**Problem description:** Output the records exactly, with no line skipped.

(Stored items)
--*--

PR #7064, opened 2021-11-29
TabularData: Add ignore_empty flag to drop_duplicates.

daavoo:
- TabularData: Add ignore_empty flag to drop_duplicates

- TabularData: Fix drop_duplicates for rich_text NaN

### DIFF
--- a/dvc/compare.py
+++ b/dvc/compare.py
@@ -249,7 +249,7 @@ class TabularData(MutableSequence[Sequence["CellT"]]):
         else:
             self.drop(*to_drop)
 
-    def drop_duplicates(self, axis: str = "rows"):
+    def drop_duplicates(self, axis: str = "rows", ignore_empty: bool = True):
         if axis not in ["rows", "cols"]:
             raise ValueError(
                 f"Invalid 'axis' value {axis}."
@@ -260,9 +260,9 @@ class TabularData(MutableSequence[Sequence["CellT"]]):
             cols_to_drop: List[str] = []
             for n_col, col in enumerate(self.columns):
                 # Cast to str because Text is not hashable error
-                unique_vals = {
-                    str(x) for x in col if str(x) != self._fill_value
-                }
+                unique_vals = {str(x) for x in col}
+                if ignore_empty and self._fill_value in unique_vals:
+                    unique_vals -= {self._fill_value}
                 if len(unique_vals) == 1:
                     cols_to_drop.append(self.keys()[n_col])
             self.drop(*cols_to_drop)
--- a/dvc/compare.py
+++ b/dvc/compare.py
@@ -260,7 +260,9 @@ class TabularData(MutableSequence[Sequence["CellT"]]):
             cols_to_drop: List[str] = []
             for n_col, col in enumerate(self.columns):
                 # Cast to str because Text is not hashable error
-                unique_vals = {str(x) for x in col if x != self._fill_value}
+                unique_vals = {
+                    str(x) for x in col if str(x) != self._fill_value
+                }
                 if len(unique_vals) == 1:
                     cols_to_drop.append(self.keys()[n_col])
             self.drop(*cols_to_drop)
--- a/tests/unit/test_tabular_data.py
+++ b/tests/unit/test_tabular_data.py
@@ -226,30 +226,56 @@ def test_dropna(axis, how, data, expected):
         (
             "rows",
             [
-                ["foo", "", ""],
-                ["foo", "foo", ""],
+                ["foo", "-", "-"],
+                ["foo", "foo", "-"],
                 ["foo", "bar", "foobar"],
             ],
         ),
-        ("cols", [[""], ["foo"], ["foo"], ["bar"]]),
+        ("cols", [["-"], ["foo"], ["foo"], ["bar"]]),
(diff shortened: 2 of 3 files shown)


tests/unit/test_tabular_data.py
```diff
@@ -252,6 +252,32 @@ def test_drop_duplicates(axis, expected):
...
+    td.extend(
+        [
+            ["foo", None, ui.rich_text("-")],
+            ["foo", "foo"],
+            ["foo", "foo"],
+            ["foo", "bar", "foobar"],
+        ]
+    )
+
+    assert list(td) == [
```
karajan1001, line 269: LGTM for the most part has only one problem here. Empty values are not the same thing as a non-empty one, should we drop them here?

karajan1001 (approved):

tests/unit/test_tabular_data.py
daavoo: Not sure I fully understand

karajan1001: Here, we drop a column if all of them share the same value, or some of them are `None` and others share the same. But the `None` value is not the same thing as a definite one they might behave differently in some cases.

daavoo: Added a flag to configure: `nan_is_value`. 

```
    assert list(td) == [
        ["foo", "-", "-"],
        ["foo", "foo", "-"],
        ["foo", "foo", "-"],
        ["foo", "bar", "foobar"],
    ]

    td.drop_duplicates("cols", nan_is_value=True)

    assert list(td) == [
        ["-", "-"],
        ["foo", "-"],
        ["foo", "-"],
        ["bar", "foobar"],
    ]
```

Defaults to `False` to preserve old behavior

pmrowla:
If the problem here is that `TabularData` is being filled with a mix of `None` and `"-"` strings (i.e. `table._fill_value`), this seems like a bug that needs to be fixed in whatever is generating the `TabularData`, and not in specific UI functions that filter/render `TabularData`. (It seems like this will probably also show up in places other than `drop_duplicates` at some point)

`TabularData` should either

- always store `None` values as `None` (and replace them with `_fill_value` at the time they are rendered to UI)
- always replace `None` values with `_fill_value` at the time the value is added to the table/row/cell.

Looking at the code it looks like the 2nd option is what is supposed to be happening, so my understanding is that `drop_duplicates` should never be encountering `None` values in the first place.

daavoo:
> If the problem here is that TabularData is being filled with a mix of None and "-" strings (i.e. table._fill_value)

That's not the problem. 

One problem is that the table is being filled with a mix of `_fill_value` of type string and `_fill_value` of type `rich.Text` (from show_experiments).

This is addressed in the first commit https://github.com/iterative/dvc/pull/7064/commits/b09d353c04b2a3df41cb93855e2dfa305574ac6f

>  and not in specific UI functions that filter/render TabularData

The `nan_is_value` flag for `drop_duplicates` is not fixing any problem but allowing to configure 2 valid behaviors that depend on the use case.

`drop_duplicates` should remove columns where all rows have the same value. There is an ambiguity on how to treat NaNs, i.e the following column:

```
foo
foo
foo
None
```

For some use cases, could be considered all duplicates because `None` it's not considered a relevant value. For others, `None` is considered a relevant value and thus this column should not be dropped.

> always store None values as None (and replace them with _fill_value at the time they are rendered to UI)

I prefer this option. Was trying to not introduce many changes here but it's probably the way to go.

pmrowla:
> For some use cases, could be considered all duplicates because `None` it's not considered a relevant value. For others, `None` is considered a relevant value and thus this column should not be dropped.

Ah ok, that makes sense then.

> > always store None values as None (and replace them with _fill_value at the time they are rendered to UI)
> 
> I prefer this option. Was trying to not introduce many changes here but it's probably the way to go.

After reading your explanation, this PR is probably fine for now, maybe just open a separate issue regarding making `TabularData` store `None` types instead of the fill strings.

---

As a side note, I would say that NaN is not the same thing as a `None`/null (even if python doesnt have native types for nan and +/- infinity) and would maybe name this something else like `ignore_none`/`ignore_empty`/skip_empty` (to skip/ignore empty cells when determining if the value changed).

dvc/compare.py
```diff
@@ -260,7 +260,9 @@ def drop_duplicates(self, axis: str = "rows"):
             cols_to_drop: List[str] = []
             for n_col, col in enumerate(self.columns):
                 # Cast to str because Text is not hashable error
-                unique_vals = {str(x) for x in col if x != self._fill_value}
+                unique_vals = {str(x) for x in col}
+                if ignore_empty and self._fill_value in unique_vals:
```
karajan1001, line 264:
```
                if ignore_empty:
                   unique_vals -= {self._fill_value}
```
Set algorithm.

tests/unit/test_tabular_data.py
```diff
@@ -252,6 +252,55 @@ def test_drop_duplicates(axis, expected):
     assert list(td) == expected
 
 
+def test_drop_duplicates_ignore_empty():
```
karajan1001, line 255: A little bit duplicated with the previous test, could we merge them into one?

--*--

**Solution below:**
PR #7064, opened 2021-11-29
TabularData: Add ignore_empty flag to drop_duplicates.

daavoo:
- TabularData: Add ignore_empty flag to drop_duplicates

- TabularData: Fix drop_duplicates for rich_text NaN

### DIFF
--- a/dvc/compare.py
+++ b/dvc/compare.py
@@ -249,7 +249,7 @@ class TabularData(MutableSequence[Sequence["CellT"]]):
         else:
             self.drop(*to_drop)
 
-    def drop_duplicates(self, axis: str = "rows"):
+    def drop_duplicates(self, axis: str = "rows", ignore_empty: bool = True):
         if axis not in ["rows", "cols"]:
             raise ValueError(
                 f"Invalid 'axis' value {axis}."
@@ -260,9 +260,9 @@ class TabularData(MutableSequence[Sequence["CellT"]]):
             cols_to_drop: List[str] = []
             for n_col, col in enumerate(self.columns):
                 # Cast to str because Text is not hashable error
-                unique_vals = {
-                    str(x) for x in col if str(x) != self._fill_value
-                }
+                unique_vals = {str(x) for x in col}
+                if ignore_empty and self._fill_value in unique_vals:
+                    unique_vals -= {self._fill_value}
                 if len(unique_vals) == 1:
                     cols_to_drop.append(self.keys()[n_col])
             self.drop(*cols_to_drop)
--- a/dvc/compare.py
+++ b/dvc/compare.py
@@ -260,7 +260,9 @@ class TabularData(MutableSequence[Sequence["CellT"]]):
             cols_to_drop: List[str] = []
             for n_col, col in enumerate(self.columns):
                 # Cast to str because Text is not hashable error
-                unique_vals = {str(x) for x in col if x != self._fill_value}
+                unique_vals = {
+                    str(x) for x in col if str(x) != self._fill_value
+                }
                 if len(unique_vals) == 1:
                     cols_to_drop.append(self.keys()[n_col])
             self.drop(*cols_to_drop)
--- a/tests/unit/test_tabular_data.py
+++ b/tests/unit/test_tabular_data.py
@@ -226,30 +226,56 @@ def test_dropna(axis, how, data, expected):
         (
             "rows",
             [
-                ["foo", "", ""],
-                ["foo", "foo", ""],
+                ["foo", "-", "-"],
+                ["foo", "foo", "-"],
                 ["foo", "bar", "foobar"],
             ],
         ),
-        ("cols", [[""], ["foo"], ["foo"], ["bar"]]),
+        ("cols", [["-"], ["foo"], ["foo"], ["bar"]]),
(diff shortened: 2 of 3 files shown)


tests/unit/test_tabular_data.py
```diff
@@ -252,6 +252,32 @@ def test_drop_duplicates(axis, expected):
...
+    td.extend(
+        [
+            ["foo", None, ui.rich_text("-")],
+            ["foo", "foo"],
+            ["foo", "foo"],
+            ["foo", "bar", "foobar"],
+        ]
+    )
+
+    assert list(td) == [
```
karajan1001, line 269: LGTM for the most part has only one problem here. Empty values are not the same thing as a non-empty one, should we drop them here?

karajan1001 (approved):

tests/unit/test_tabular_data.py
daavoo: Not sure I fully understand

karajan1001: Here, we drop a column if all of them share the same value, or some of them are `None` and others share the same. But the `None` value is not the same thing as a definite one they might behave differently in some cases.

daavoo: Added a flag to configure: `nan_is_value`. 

```
    assert list(td) == [
        ["foo", "-", "-"],
        ["foo", "foo", "-"],
        ["foo", "foo", "-"],
        ["foo", "bar", "foobar"],
    ]

    td.drop_duplicates("cols", nan_is_value=True)

    assert list(td) == [
        ["-", "-"],
        ["foo", "-"],
        ["foo", "-"],
        ["bar", "foobar"],
    ]
```

Defaults to `False` to preserve old behavior

pmrowla:
If the problem here is that `TabularData` is being filled with a mix of `None` and `"-"` strings (i.e. `table._fill_value`), this seems like a bug that needs to be fixed in whatever is generating the `TabularData`, and not in specific UI functions that filter/render `TabularData`. (It seems like this will probably also show up in places other than `drop_duplicates` at some point)

`TabularData` should either

- always store `None` values as `None` (and replace them with `_fill_value` at the time they are rendered to UI)
- always replace `None` values with `_fill_value` at the time the value is added to the table/row/cell.

Looking at the code it looks like the 2nd option is what is supposed to be happening, so my understanding is that `drop_duplicates` should never be encountering `None` values in the first place.

daavoo:
> If the problem here is that TabularData is being filled with a mix of None and "-" strings (i.e. table._fill_value)

That's not the problem. 

One problem is that the table is being filled with a mix of `_fill_value` of type string and `_fill_value` of type `rich.Text` (from show_experiments).

This is addressed in the first commit https://github.com/iterative/dvc/pull/7064/commits/b09d353c04b2a3df41cb93855e2dfa305574ac6f

>  and not in specific UI functions that filter/render TabularData

The `nan_is_value` flag for `drop_duplicates` is not fixing any problem but allowing to configure 2 valid behaviors that depend on the use case.

`drop_duplicates` should remove columns where all rows have the same value. There is an ambiguity on how to treat NaNs, i.e the following column:

```
foo
foo
foo
None
```

For some use cases, could be considered all duplicates because `None` it's not considered a relevant value. For others, `None` is considered a relevant value and thus this column should not be dropped.

> always store None values as None (and replace them with _fill_value at the time they are rendered to UI)

I prefer this option. Was trying to not introduce many changes here but it's probably the way to go.

pmrowla:
> For some use cases, could be considered all duplicates because `None` it's not considered a relevant value. For others, `None` is considered a relevant value and thus this column should not be dropped.

Ah ok, that makes sense then.

> > always store None values as None (and replace them with _fill_value at the time they are rendered to UI)
> 
> I prefer this option. Was trying to not introduce many changes here but it's probably the way to go.

After reading your explanation, this PR is probably fine for now, maybe just open a separate issue regarding making `TabularData` store `None` types instead of the fill strings.

---

As a side note, I would say that NaN is not the same thing as a `None`/null (even if python doesnt have native types for nan and +/- infinity) and would maybe name this something else like `ignore_none`/`ignore_empty`/skip_empty` (to skip/ignore empty cells when determining if the value changed).

dvc/compare.py
```diff
@@ -260,7 +260,9 @@ def drop_duplicates(self, axis: str = "rows"):
             cols_to_drop: List[str] = []
             for n_col, col in enumerate(self.columns):
                 # Cast to str because Text is not hashable error
-                unique_vals = {str(x) for x in col if x != self._fill_value}
+                unique_vals = {str(x) for x in col}
+                if ignore_empty and self._fill_value in unique_vals:
```
karajan1001, line 264:
```
                if ignore_empty:
                   unique_vals -= {self._fill_value}
```
Set algorithm.

tests/unit/test_tabular_data.py
```diff
@@ -252,6 +252,55 @@ def test_drop_duplicates(axis, expected):
     assert list(td) == expected
 
 
+def test_drop_duplicates_ignore_empty():
```
karajan1001, line 255: A little bit duplicated with the previous test, could we merge them into one?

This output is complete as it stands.